Er ist Rentenpolitiker und Politikrentner – und in der aktuellen Reformdebatte fast schon wieder so präsent wie damals als Bundesarbeitsminister. Norbert Blüm, der sich selbst als "philosophischen Hobbygärtner" bezeichnet hat, wirft Angela Merkel eine allzu große Nähe zu den Ideen des Philosophen Thomas Hobbes vor und befürchtet eine Gesellschaft, in der jeder gegen jeden kämpft. Der Ethikrat empfiehlt ein paar Quellenstudien.

Es mag in einer Demokratie zum guten Ton gehören, dass Philosophen sich aus der Politik heraushalten. Aber wenn Politiker ihre Kapuzinerpredigten mit philosophischen Zitaten anreichern, dann brauchen sich auch die Philosophen nicht mehr zurückzunehmen. Zwar scheint es zu dem, was einmal das Volk der Dichter und Denker war, wunderbar zu passen, wenn der längstgediente Sozialminister der Bundesrepublik seine Parteivorsitzende dazu auffordert, Aristoteles und Hobbes zu lesen. Doch man hat den Eindruck, dass er sie selbst nicht allzu gründlich studiert hat, wenn man feststellt, wie er sie interpretiert. Wieso soll denn Aristoteles, dem die Sklaverei etwas Natürliches war, ein Kronzeuge der Blümschen Sozialstaatskonzeption sein? Warum sollten die eher neoliberalen Kräfte vom bösen Hobbes inspiriert sein? Nach Hobbes gibt es doch keine dem Staat vorausgehenden Eigentumsrechte, die seinen Umverteilungsaktivitäten legitime Grenzen setzen könnten. Locke ist es, der ein solches Naturrecht an Eigentum lehrt und auf den sich daher gebildete Neoliberale berufen. Allerdings ist der Ruf Hobbes’ aus anderen Gründen schlechter als derjenige Lockes, und daher ist, wer ein politisches Comeback erstrebt, gut beraten, auf Hobbes einzuschlagen. Textkenntnisse zeigt er damit freilich nicht. Er sollte sie daher auch nicht bei anderen anmahnen.

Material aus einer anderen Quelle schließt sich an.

PR #184, opened 2024-01-23
ENH Standardise API responses

emteknetnz:
Issue https://github.com/silverstripe/developer-docs/issues/422

- Use jsonSuccess() from https://github.com/silverstripe/silverstripe-admin/pull/1658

Als jemand, der in den USA lebt, sehe ich täglich die Nachteile einer individualisierten Altersvorsorge in Gestalt siebzigjähriger Mitmenschen, die noch arbeiten müssen, weil Pensionsfonds zusammengebrochen sind. Richtig ist auch, dass das Kapitaldeckungsverfahren ebenso wenig wie das Umlageverfahren von der demografischen Entwicklung abgekoppelt werden kann. Aber das, was an Blüms Polemik gegen den Umbau des Wohlfahrtsstaates stört, ist, dass er nicht im mindesten anerkennt, dass dieser auch deswegen so unabdingbar geworden ist, weil er als Minister die zunehmende Schieflage ignoriert oder gar verleugnet hat. Angesichts des demografischen Wandels gibt es nur die folgenden Möglichkeiten: längere Arbeitszeit, geringere Rente, höhere Rentenbeiträge. Die Rentenbeiträge zu erhöhen bedeutet noch mehr Arbeitslosigkeit, und das ist wahrlich unsozialer als eine der beiden ersten Möglichkeiten.

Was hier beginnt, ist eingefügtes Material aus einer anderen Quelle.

Issue #181, opened 2024-01-19
Disabled state


emteknetnz:
Need to support a disabled state which is set via `->setDisabled(true)`

This is similar though not quite the same as `->setReadonly()` which had supported on [this card](https://github.com/silverstripe/silverstripe-linkfield/issues/11)

For example, with very quick test locally shows that there is a mouse pointer with the readonly field, though there isn't one with the disabled field

```php
    public function getCMSFields()
    {
        $fields = parent::getCMSFields();
        $fields->insertAfter('Content', new TextField('MyText01'));
        $fields->insertAfter('Content', (new TextField('MyText02'))->setReadonly(true));
        $fields->insertAfter('Content', (new TextField('MyText03'))->setDisabled(true));
        return $fields;
    }   
```

Some differences between readonly and disabled can be found [here](https://stackoverflow.com/questions/7730695/whats-the-difference-between-disabled-disabled-and-readonly-readonly-for-ht)

## Acceptance criteria
- When `setDisabled` is set to `true`, the field renders with the read only styles and the user can not update the value.
- There's a [follow up card](https://github.com/silverstripe/silverstripe-linkfield/issues/182) to block any updates in the backend for readonly/disabled field.

## Notes
- We discussed whether disabled or readonly should have any practical difference. We concluded it wasn't really worth treating them as separate use cases.

## PR
- https://github.com/silverstripe/silverstripe-linkfield/pull/189

sabina-talipova:
PR is merged. Task is completed.

PR #189, opened 2024-01-24
ENH Add disabled field state

emteknetnz:
Issue https://github.com/silverstripe/silverstripe-linkfield/issues/181


sabina-talipova (changes requested):
@emteknetnz, it looks like we should modify [LinkFieldController::isReadOnlyField](https://github.com/silverstripe/silverstripe-linkfield/blob/f5d54ac9a91cfcbbd42daa421d3e41f055266745/src/Controllers/LinkFieldController.php#L395C22-L401) to check `LinkField->isDisable()`. Currently if we click on any disable link field we still can open modal window and edit link content.

emteknetnz:
Updated

src/Controllers/LinkFieldController.php
```diff
@@ -142,8 +143,8 @@ public function linkDelete(): HTTPResponse
         // delete() will also delete any published version immediately
         $link->delete();
         // Update owner object if this Link is on a has_one relation on the owner
-        $owner = $this->ownerFromRequest();
-        $ownerRelation = $this->ownerRelationFromRequest();
+        $owner = $this->getOwnerFromRequest();
+        $ownerRelation = $this->getOwnerRelationFromRequest();
```
emteknetnz, line 147: I've done some unrelated refactoring to ensure that all of the "ownerFrom*" methods are prefixed with "get" i.e. "getOwnerForm*"

Previously there was a mixture of methods with the prefix and those without

src/Controllers/LinkFieldController.php
```diff
@@ -20,7 +20,8 @@
 use SilverStripe\LinkField\Services\LinkTypeService;
 use SilverStripe\ORM\DataList;
 use SilverStripe\ORM\DataObject;
-use SilverStripe\Security\Security;
```
emteknetnz, line 23: This is unrelated refactoring to remove an unused import

src/Controllers/LinkFieldController.php
```diff
@@ -379,7 +380,7 @@ private function createLinkForm(Link $link, string $operation): Form
         // Make readonly if fail can check
         if ($operation === 'create' && !$link->canCreate()
             || $operation === 'edit' && !$link->canEdit()
-            || $this->isReadOnlyField()) {
+            || $this->getFieldIsReadonlyOrDisabled()) {
             $form->makeReadonly();
```
sabina-talipova, line 384: Now, it works as expected with one small issue, it use `readonly` attribute instead of `disabled` for all inputs. 
If you test here `$form->transform(new DisabledTransformation());` all input fields in modal window will get proper attribute `disabled`. Probably, the logic for disabled form should be extracted from readonly logic. 

And another small issue that element with class `.link-picker__link` has attribute `aria-disabled="false"`, but I assume it should be `aria-disabled="true"` or it should be removed.

sabina-talipova, line 384: Now, it works as expected with one small issue, it use `readonly` attribute instead of `disabled` for all inputs. 
If you test here `$form->transform(new DisabledTransformation());` all input fields in modal window will get proper attribute `disabled`(but unfortunately it doesn't work with DropdownField). Probably, the logic for disabled form should be extracted from readonly logic. 

And another small issue that element with class `.link-picker__link` has attribute `aria-disabled="false"`, but I assume it should be `aria-disabled="true"` or it should be removed.

sabina-talipova (changes requested):

src/Controllers/LinkFieldController.php
emteknetnz: In the issue notes it says:

"We discussed whether disabled or readonly should have any practical difference. We concluded it wasn't really worth treating them as separate use cases."

Basically disabled is such a narrow use case it's not worth investing much time getting this working exactly as it should.

Given that I don't think we should spend any time fixing either of these small issues

sabina-talipova (approved):
Test locally. All works perfect.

Gewiss ist es Pflicht, Not zu bekämpfen. Aber das gilt erstens weltweit, nicht nur im eigenen Lande, und es ist zweitens bedenklich, auf Kosten anderer großzügig zu sein, ja unmoralisch, dies auf Kosten der Schwächsten zu sein – etwa der kommenden Generationen. Es ist die schamlose Verschuldungspolitik der Sozialpolitiker, die moralischen Mitmenschen, keineswegs nur Hobbesschen Wölfen tiefes Unbehagen bereitet. Was soll ferner die Klage, durch den Vorschlag der Herzog-Kommission zur Krankenversicherung würden Millionen zu "Sozialtransferempfängern"? Sie sind es doch jetzt schon, nur erfolgt der Transfer über die Unternehmen statt über den Staat. Das ist für den zwar kurzfristig billiger, aber ist es denn der Staat, der Arbeitsplätze schafft? Den weniger Leistungsfähigen soll geholfen werden, aber alle sollen wissen, wie viel das kostet, und die Kosten sollten von allen getragen werden – einschließlich der Beamten in den Sozialministerien.

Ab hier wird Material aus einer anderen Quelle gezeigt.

Issue #156, opened 2024-01-09
Cannot select existing file in FileLink with smaller than lg breakpoint


emteknetnz:
When selecting an existing file in FileLink, the LinkField shows 'File does not exist'.

This does not happen when uploading a new file.

![image](https://github.com/silverstripe/silverstripe-linkfield/assets/4809037/e6c7ce8e-4d1b-4408-9fb3-4c9c0562682b)

**Update: Use a breakpoint less than 992px wide, which is the lg breakpoint in _bottostrap-variables.scss**

## Follow up issue created
- https://github.com/silverstripe/silverstripe-admin/issues/1662

## PR
- https://github.com/silverstripe/silverstripe-linkfield/pull/190

sabina-talipova:
@emteknetnz , could you, please, provide steps to reproduce this issue. Test locally and didn't see any problem.

 
<img width="465" alt="Screenshot 2024-01-11 at 12 54 34 PM" src="https://github.com/silverstripe/silverstripe-linkfield/assets/87288324/122f997c-a692-4a7a-9978-643b16bbc68b">

emteknetnz:
1. Create a FileLink on either a has_one or has_many relationship
2. Upload a new file
3. Delete the FileLink
4. Refresh the page (otherwise you'll run into an asset-admin caching issue and you won't see the newly uploaded file)
5. Create a new FileLink
6. Select the recently uploaded file
7. LinkField says "File does not exist"

sabina-talipova:
Still see path as a File Link.
<img width="469" alt="Screenshot 2024-01-11 at 1 38 15 PM" src="https://github.com/silverstripe/silverstripe-linkfield/assets/87288324/483e281d-e897-48dc-ad33-e1d4ff904f86">

GuySartorelli:
I saw this happen once (in a fresh environment) - but when I tried to reproduce it (in that same environment), it didn't happen a second time. Seems like this one's gonna be a bit finicky.

emteknetnz:
This likely has something to do with the file selection modal getting into a weird state. You can replicate this by doing something unusual and clicking the 'details' button on a selected file and clicking "Save" on the file, rather than the "Insert" button.  When you do you don't go back to the LinkFieldModal with this 'Create/Update Link' button, instead you go straight back to the page edit form - likely it's this existing issue - https://github.com/silverstripe/silverstripe-linkfield/issues/114

[...]

PR #190, opened 2024-01-25
FIX Prevent nested asset-admin forms from submitting modal

emteknetnz:
Issue https://github.com/silverstripe/silverstripe-linkfield/issues/156


client/src/components/LinkModal/LinkModal.js
```diff
@@ -35,6 +35,17 @@ const LinkModal = ({ typeTitle, typeKey, linkID = 0, isOpen, onSuccess, onClosed
...
   const onSubmit = async (modalData, action, submitFn) => {
     let formSchema = null;
+
+    // Workaround to prevent the FormBuilder form from submitting when any nested FormBuilder forms are present
+    // This will happen when a FileLink is being used and the "Choose existing" link is clicked which
+    // will open up an asset-admin modal to select an existing file.
+    // Clicking any of the following submit buttons will cause LinkModal to inadvertanely submit:
+    // - "Insert file" which is present when the breakpoint is less than 'lg' (992px)
+    // - Save/Publish button after clicking on the 'Details' tab of a selected file
+    if (document.querySelector('.asset-admin')) {
```
ChloeSartorelli: I was about to approve but I realised that this might prevent us (or anyone else) from adding linkfield to the edit fields of a file/folder inside asset-admin itself. We probably need something more specific than just "is that element anywhere at all in the DOM".

GuySartorelli (changes requested):
This is working around a wider issue, which is going to be handled properly in https://github.com/silverstripe/silverstripe-admin/issues/1662

For now this is an okay solution for linkfield

client/src/components/LinkModal/LinkModal.js
ChloeSartorelli: There might be information in the args being passed in here that we can use to determine which submit button was used (one of ours or one from asset-admin) - if so, that would be a better workaround.

emteknetnz: I couldn't find anything useful in the args, mainly because they're the same valid args as if you submitted the form modal normally.  It's just when they're inadvertently submitted by an asset-admin button the UploadField hasn't yet been populated.

We could check if the submitted uploadfield has a length of 0 files, however that's still a valid submission.  If we were to require the UploadField to have at least one file this is still the wrong place to be doing validation.

>  adding linkfield to the edit fields of a file/folder inside asset-admin itself.

I don't think that's a realistic concern.  There isn't a practical reason why anyone would add LinkField either of those, especially not a FileLink.

I've updated the file selector to be more precise as requested though

ChloeSartorelli: Turns out that while this level of specificity is better, linkfield doesn't work there because of unrelated react shenanigans anyway lol.
I still prefer this higher specificity regardless though. Thank you for making that change.

GuySartorelli (approved):
Works as expected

Um gute Philosophie zu machen, muss man geistige Risiken eingehen. Ich habe Respekt für Geißler, wenn er eine Bürgerversicherung fordert, aber der Ideenmangel Blüms lässt nicht erwarten, dass wir ihm dereinst die komplementäre Bewegung zur Kinderphilosophie verdanken werden: eine Seniorenphilosophie, die die Zukunft unserer Gesellschaft ernst nimmt.